The mission of SRE (Site Reliability Engineer) team is to ensure the efficient and sustainable operation of the Shopee 24x7, and to build and maintain large-scale, highly available, high-performance distributed systems based on system availability and performance. It is a new system formed by combining traditional software engineering and technical operation. The SRE team needs to dive deep into the Shopee development lines to ensure that the system is highly scalable under rapid evolution of the System. From the perspective of stability and performance, it includes the design of business development, components of the basic platform (middleware, container scheduling, caching, object storage, etc.), OS optimization, data center and network optimization. We optimize the inefficient and complicated operation in the traditional operation and maintenance mode through engineering and service means, and are committed to building a sound monitoring system to improve the efficiency of incident handling.

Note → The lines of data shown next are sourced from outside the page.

PR #136, opened 2017-10-29
environment: add --no-compression flag to disable compression on hlt …

pyBlob:
As my computer isn't that fast and compression takes up most of the time of one game (especially when there are many ships), I added a switch to disable it. This way the files are considerably bigger, but simulation is faster.


Snaar:
Yeah it looked good to me before, I just wasn't sure from feature point of view (as in I had no opinion), but code itself looks fine.

PR #144, opened 2017-10-29
Ported the C# starter kit to .NET Core 2.0

teo-tsirpanis:


airesources/CSharp/Halite2/hlt/Log.cs
```diff
@@ -17,7 +17,7 @@ public static void Initialize(TextWriter f)
             instance = new Log(f);
         }
 
-        public static void Log(string message)
+        public static void LogMessage(string message)
```
Snaar: I would prefer you keep it as "Log", LogMessage is a bit too verbose and we don't have any other types of logging that need to be distinguished.

airesources/CSharp/rungame.bat
```diff
@@ -1,2 +1,4 @@
-dotnet build
-./halite -d "240 160" "dotnet ./bin/Debug/netcoreapp1.1/csharp2.dll" "dotnet ./bin/Debug/netcoreapp1.1/csharp2.dll"
\ No newline at end of file
+@echo off
+
+dotnet build -c Release
+halite -d "240 160" "dotnet ./bin/Release/netcoreapp2.0/Halite2.dll" "dotnet ./bin/Debug/Release/Halite2.dll"
```
Snaar: Does "/Debug/Release/" in path make sense? Last line.

airesources/CSharp/rungame.sh
```diff
@@ -5,16 +5,15 @@ rm -r *.hlt
...
 
 # start the dotnet build
-dotnet build
+dotnet build -c Release
 
 if [ $? -eq 0 ]
 then
 # run bots like it would do in our servers
-./halite -d "240 160" "dotnet ./bin/Debug/netcoreapp1.1/MyBot.dll" "python3 ../Python3/MyBot.py"
+./halite -d "240 160" "dotnet ./bin/Debug/netcoreapp2.0/Halite2.dll" "dotnet ./bin/Debug/netcoreapp2.0/Halite2.dll"
```
Snaar: Release in the build command but Debug in the ./halite command - looks a bit fishy?

airesources/CSharp/Halite2/hlt/Networking.cs
```diff
@@ -53,8 +53,6 @@ public static void SendMoves(IEnumerable<Move> moves)
 
         private static String ReadLine()
```
Snaar: Can you check if this terminates properly when there is no input from halite? This behaves differently in Linux and Windows - in Linux it seems halite can kill the bot successfully but on Windows bot client library has to kill itself when stdin is closed.

Snaar: I suspect part of this try/catch originally was to exit cleanly, but I'm not sure.

airesources/CSharp/Halite2/hlt/Log.cs
ajesusflores: I would leave it as LogMessage; with Log I'm getting this error: *'Log': member names cannot be the same as their enclosing type*; I had to change Log to LogAction in my local code to make it work.

Snaar: Roger. Makes sense.

airesources/CSharp/Halite2/hlt/Networking.cs
Snaar: This is an example of what cpp lib has to do just for windows: https://github.com/HaliteChallenge/Halite-II/blob/99cec0c7763f6a74ff46d6c3a9d89d5c28638d40/airesources/C%2B%2B/hlt/hlt_in.hpp#L127

Snaar:
I pushed out #145 and removed App.config and also renamed Log to LogMessage ahead of time myself since those were breaking compilation, sorry for inconvenience and thanks for the feedback.

airesources/CSharp/rungame.bat
teo-tsirpanis: Fixed.

Snaar:
I'm not really familiar with this build mechanism - how does it know what files to build? I don't see a list of files to compile anywhere anymore.

Janzert:
Just a note, as currently structured this will still be compiled and run with the Mono runtime on the servers. Although not being a C# user I don't know if the Mono version used on the servers will have a problem with these changes.

Currently the compiler script is distinguishing between Mono and .NET Core runtimes by looking for a MyBot.cs file or a MyBot.csproj file in the root of the upload. Having both will cause an error to be returned.

From what I can tell, in order to have a bot compile and run under the .NET runtime the bot needs to satisfy the following conditions:
 * MyBot.csproj in the root directory of the upload
 * without having a MyBot.cs file there
 * produce a MyBot.dll file when 'dotnet build -c Release -o .' command is run
 * the bot will then be run in games with the command 'dotnet MyBot.dll'

teo-tsirpanis:
> * the bot will then be run in games with the command 'dotnet MyBot.dll'
@Janzert, I think it's better to run `dotnet run -c Release --no-build` instead. The generated DLL is in a `bin` subdirectory. I don't think that hardcoding it is a good idea.

Janzert:
I haven't used C# or any .net language so I don't know what the difference is. The above is simply a description of the way things are currently setup.

If you think it should be changed maybe take a look at changing the appropriate compiler and language entries around lines 288 and 260 respectively in https://github.com/HaliteChallenge/Halite-II/blob/master/apiserver/worker/compiler.py

Snaar:
I can't find dotnet sdk package for Yakkety (16.10) that our workers run on.

Microsoft has this unadvertised repo for Yakkeky that doesn't have anything meaningful in it: https://packages.microsoft.com/repos/microsoft-ubuntu-yakkety-prod/pool/main/d/

They do have releases for 16.04 and 17. We are currently getting 1.1 from https://apt-mo.trafficmanager.net/repos/dotnet-release/pool/main/d/ which has 16.04 and 16.10 for dotnet-dev-1.1.0 but only 16.04 and no 16.10 for dotnet-sdk-2.0.0 and doesn't even have more recent versions of it.

It sounds like we can't actually upgrade from 1.1.0 since workers wouldn't be able to run it.

Snaar:
@harikmenon just for completeness, how painful is it to change the ubuntu version that workers are running on?

Snaar:
Or alternatively if someone can find source of dotnet 2.x for 16.10 that should also be ok.

Janzert:
Updating the worker OS would be fairly risky in terms of possibly breaking already uploaded bots.

harikmenon:
@Snaar agreed with @Janzert. Its hard. Do note that I was able to build and publish a dotnet bot (on NET Core) a month before the competition with @lidavidm on our current workers

teo-tsirpanis:
> Or alternatively if someone can find source of dotnet 2.x for 16.10 that should also be ok.

@Snaar, check out [here](https://github.com/dotnet/core/blob/master/release-notes/2.0/2.0-supported-os.md). Ubuntu 16.10 is an unsupported release, so .NET Core 2.0 does not support it. I would suggest returning to Ubuntu 16.04, an LTS release.

> Updating the worker OS would be fairly risky in terms of possibly breaking already uploaded bots.

True.

lidavidm:
@Snaar aren't we running 17.04?

```
$ lsb_release -a
No LSB modules are available.
Distributor ID: Ubuntu
Description:    Ubuntu 17.04
Release:        17.04
Codename:       zesty
```

in which case we have [official packages](https://github.com/dotnet/core/blob/master/release-notes/download-archives/2.0.0-download.md#ubuntu-1704).

Snaar:
@lidavidm o, i was strictly going by yakkety being used in setup_worker_image.sh - this is good then, I'll file PR to upgrade our dotnet version first, it SHOULD be backwards compatible wiht 1.x and not break anything.

lidavidm:
Yeah, it's a little janky since not all the runtimes had explicit 17.04 repositories.

teo-tsirpanis:
I will propose something more drastic. How about we _remove_ support for Mono (or at least, stop accepting new bots that run on it) and support _only_ .NET Core 2,0? Regarding writing bots, there isn't anything that Mono supports and .NET Core doesn't (and personally, I think that Mono is legacy, now that .NET Core is out). There would be only one .NET Core target that would cover C# 😐, Visual Basic 🤢, and F# 🤩. And it would simply run a `dotnet run -c Release` (`restore` is implied).

Snaar:
So the dotnet 2.0.3 install on linux doesn't seem to come with any of the old frameworks, so our current kit which refers to pre-netcore framework 4.6.1 doesn't build even if you install 1.0 and 1.1 dotnet versions too.

Good news is that there is only one person at all that uses .net core build - https://halite.io/user/?user_id=1318 - and they haven't updated their bot in almost a month and it's not playing any more games. Maybe bot is broken anyway already?

So, I propose not caring if we break any existing netcore bots. I'll go ahead with PR to update workers with latest 2.0.3 netcore. Note that mono bots should be unaffected. Can confirmation I'm not missing anything wrt to my analysis of the situation and plan? @lidavidm?

Snaar:
@harikmenon, what your opinion on this too?

harikmenon:
Sounds good to me.

Snaar:
Just as an update, waiting for #322 to be deployed first and making sure it doesn't have issues. Don't want to break ALL of C# at once :P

- Responsible for the architecture design and function development of Shopee basic monitoring. including monitoring data processing, incidents root cause analyzing, standardize alarms, etc. To provide the accurate and real-time full-view monitoring abilities for online services like servers, network, DB, containers, etc.
- Responsible for constructing the regulations of monitoring and alarms: monitoring ingestion standards, emergency alarm response standards, routine health inspections, etc.
- Analyze the data in the monitoring system and provide analysis results to prevent problems and failures.
- Continue to evolve and optimize the monitoring platform.
- Bachelor's or higher degree in Computer Science or related fields.
- Familiar with Golang/Python, more than 2 years of development experience, corresponding project experience is preferred.
- Familiar with the principle and usage of Prometheus/Open-Falcon/Zabbix, etc. Secondary development experience is preferred.
- Have a certain understanding of high concurrency and high availability system design, and have experience in distributed system development.
- Strong technical enthusiasm, willing to study technology and innovative spirit is preferred.